→ **WHAT THE EXERCISE ASKS**: Work through the data below and copy out every line where "setup" is found.
|---|
PR #419, opened 2021-01-19
Makefile rule: deploy and validate only

fedepaol:
The reference layers (i.e. the ran overlays) require capabilities not available on cloud providers. However, deploying the manifests without errors and checking that the required operators are running has validation value. With this, we add a new validate-on-ci rule that runs only the validation suite.

### DIFF
--- a/Makefile
+++ b/Makefile
@@ -1,5 +1,6 @@
 #TODO add default features here
 export FEATURES?=sctp performance xt_u32
+export SKIP_TESTS?=
 IMAGE_BUILD_CMD ?= "docker"
 
 # The environment represents the kustomize patches to apply when deploying the features
@@ -32,13 +33,21 @@ deps-update:
 
 functests: 
 	@echo "Running Functional Tests"
-	FEATURES="$(FEATURES)" hack/run-functests.sh
+	SKIP_TESTS="$(SKIP_TESTS)" FEATURES="$(FEATURES)" hack/run-functests.sh
+
+#validate is intended to validate the deployment as a whole, not focusing
+# but eventually skipping
+validateonly: 
+	@echo "Validating only"
+	SKIP_TESTS="$(SKIP_TESTS)" DONT_FOCUS=true TEST_SUITES="validationsuite" hack/run-functests.sh
 
 functests-on-ci: setup-test-cluster feature-deploy feature-wait functests
 
 origin-tests:
 	@echo "Running origin-tests"
 	ORIGIN_TESTS_FILTER="$(ORIGIN_TESTS_FILTER)" hack/run-origin-tests.sh
+
+validate-on-ci: setup-test-cluster feature-deploy feature-wait validateonly
 
 gofmt:
 	@echo "Running gofmt"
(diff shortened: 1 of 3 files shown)


fedepaol:
/hold
need to validate

yuvalk:
> /hold
> need to validate

need to validate the validator :rofl:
|---|
→ **EXERCISE OUTPUT**:
 functests-on-ci: setup-test-cluster feature-deploy feature-wait functests
+validate-on-ci: setup-test-cluster feature-deploy feature-wait validateonly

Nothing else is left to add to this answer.